Start of Supplied information

PR #369, opened 2016-09-09
Test that "match entire lines" flag works properly

### LINKED ISSUE #368: Tests for grep exercise are incomplete
I wrote a solution to the grep exercise, and submitted it when it passed all the unit tests. Only when I compared my code to the example solution did I realize that I hadn't actually handled the "match entire lines" flag at all. But the only tests that checked the "match entire lines" flag had passed, because they only checked that "match entire lines" did, indeed, match when the pattern contained the entire line. There was no test that checked that the "match entire lines" flag caused a pattern to NOT match when it matched part of a line but not the whole line.

I've written a new test case to include the `grep.json` file to remedy that lack. This test caused my grep solution to fail unit testing until I actually implemented the "match entire lines" flag properly. PR coming in a second.

rmunn:
Without this test, a solution to the "grep" exercise could get away with just ignoring the "-x" flag and having it not affect the code's behavior.

Fixes #368.

### DIFF
--- a/exercises/grep/canonical-data.json
+++ b/exercises/grep/canonical-data.json
@@ -67,6 +67,33 @@
                 ]
             },
             {
+                "description": "One file, one match, print file names flag",
+                "pattern": "Forbidden",
+                "flags": ["-l"],
+                "files": ["paradise-lost.txt"],
+                "expected": [
+                    "paradise-lost.txt"
+                ]
+            },
+            {
+                "description": "One file, one match, match entire lines flag",
+                "pattern": "With loss of Eden, till one greater Man",
+                "flags": ["-x"],
+                "files": ["paradise-lost.txt"],
+                "expected": [
+                    "With loss of Eden, till one greater Man"
+                ]
+            },
+            {
+                "description": "One file, one match, multiple flags",
+                "pattern": "OF ATREUS, Agamemnon, KIng of MEN.",
+                "flags": ["-n", "-i", "-x"],
+                "files": ["iliad.txt"],
+                "expected": [
+                    "9:Of Atreus, Agamemnon, King of men."
+                ]
+            },
+            {
                 "description": "One file, several matches, no flags",
                 "pattern": "may",
                 "flags": [],
@@ -96,15 +123,6 @@
                 "expected": []
             },
             {
-                "description": "One file, one match, print file names flag",
-                "pattern": "Forbidden",
-                "flags": ["-l"],
-                "files": ["paradise-lost.txt"],
-                "expected": [
-                    "paradise-lost.txt"
-                ]
-            },
-            {
                 "description": "One file, several matches, case-insensitive flag",
                 "pattern": "ACHILLES",
                 "flags": ["-i"],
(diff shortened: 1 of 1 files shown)


petertseng:
I say the test looks good. One thing I'd discuss briefly: should it get placed so it's either immediately before or immediately after the other `-x` test? ("One file, one match, match entire lines flag") so that the tests for that functionality are together?

kytrinyx:
I would support keeping the tests for that functionally together.

We've reorganized the exercise files. Would you mind rebasing this onto the most recent master, @rmunn?

rmunn:
Re @petertseng's comment, the structure of the test data isn't "all `-x` tests together". The structure is "one file, several matches, no flags", then "one file, several matches, flag A", then "one file, several matches, flag B", then "one file, several matches, flag C". Later on, you have "multiple files, several matches, no flags", then "multiple files, several matches, flag A", then flag B, then flag C, and so on. So I inserted the `-x` test in the right order for this structure.

Now, there are actually a few tests that are out of order in this structure: there are a few places where the "one file, one match" and "one file, multiple matches" tests were interleaved in a way that doesn't really make sense. (It's not keeping flags together, because "one file, several numbers, print line numbers flag" was followed (before I added a test) by "one file, one match, print file names flag", which was in turn followed by "one file, several matches, case-insensitive flag".)

So I'll rearrange the out-of-order tests in my PR to have a more rational ordering -- but I'll try to preserve the ordering the file was apparently intended to have, which was to group matching scenarios together, rather than to group flags together.

petertseng:
> The structure is "one file, several matches, no flags", then "one file, several matches, flag A", then "one file, several matches, flag B", then "one file, several matches, flag C".

> Now, there are actually a few tests that are out of order in this structure

What if it should turn out that that was intentional (given that the current iteration of the JSON file is the only one), and that the structure isn't the one described above? Of course, in that case the test descriptions are misleading since they seem to imply one structure but actually follow another.

Okay, I realize I have no evidence to support that the problem structure is what I guesed it should be since in both the single-file and multiple-file sections each flag is only tested by itself once! So I will not constrain myself to my guess and we should talk about proposed orderings.

If a reordering is to be done in the single file section, should one be done in the multiple file section as well?

exercises/grep/canonical-data.json
```diff
@@ -67,6 +67,33 @@
...
+                "flags": ["-x"],
+                "files": ["paradise-lost.txt"],
+                "expected": [
+                    "With loss of Eden, till one greater Man"
+                ]
+            },
+            {
+                "description": "One file, one match, multiple flags",
+                "pattern": "OF ATREUS, Agamemnon, KIng of MEN.",
+                "flags": ["-n", "-i", "-x"],
```
petertseng: I want to be careful about having this test for multiple flags before some of the flags have been tested individually. In general it seems that it would be good to allow students to get one flag working at a time, right? A more gradual progression to provide clearer steps to a full solution. But if this test is here, then the student would have to get `-n` and `-i` together (`-x` has been done before). It's also espoused in https://github.com/exercism/x-common/issues/230#issuecomment-237090138

rmunn: Good point. My latest commit adds a couple more tests so that the flags will be introduced one at a time before the multiple-flags test shows up. With this commit, I think the test is now in a sensible order.

rmunn:
FYI, I'm about to get on a plane, so I'll be unavailable for the next day or two. If there are any further suggested changes to this PR, either someone else will need to write them (I believe I left the "Allow maintainers to edit" box checked when I created the PR, so anyone with write access to the x-common repo should be able to push to this branch), or else I'll get to them after I arrive and get over jet lag, which probably means on Monday.

petertseng:
To me at least, everything look good!

I only ask my opinion be taken with a grain of salt since I haven't done this exercise myself, but if nobody who has has something to say then let's merge it!

kytrinyx:
This looks good to me, too. Thank you @rmunn!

End of Supplied information

Return the lines of the listing above exactly as they appear, starting with the first and stopping after the line that holds "### LINKED ISSUE".

PR #369, opened 2016-09-09
Test that "match entire lines" flag works properly

### LINKED ISSUE #368: Tests for grep exercise are incomplete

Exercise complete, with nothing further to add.